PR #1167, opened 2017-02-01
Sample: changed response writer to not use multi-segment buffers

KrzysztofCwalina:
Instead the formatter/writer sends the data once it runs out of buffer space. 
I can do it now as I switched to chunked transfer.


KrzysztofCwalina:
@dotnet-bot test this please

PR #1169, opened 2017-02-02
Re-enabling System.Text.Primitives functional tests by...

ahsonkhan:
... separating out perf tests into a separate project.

What to do
Return all lines in the data that include the word "opened".

Problem solution
PR #1167, opened 2017-02-01
PR #1169, opened 2017-02-02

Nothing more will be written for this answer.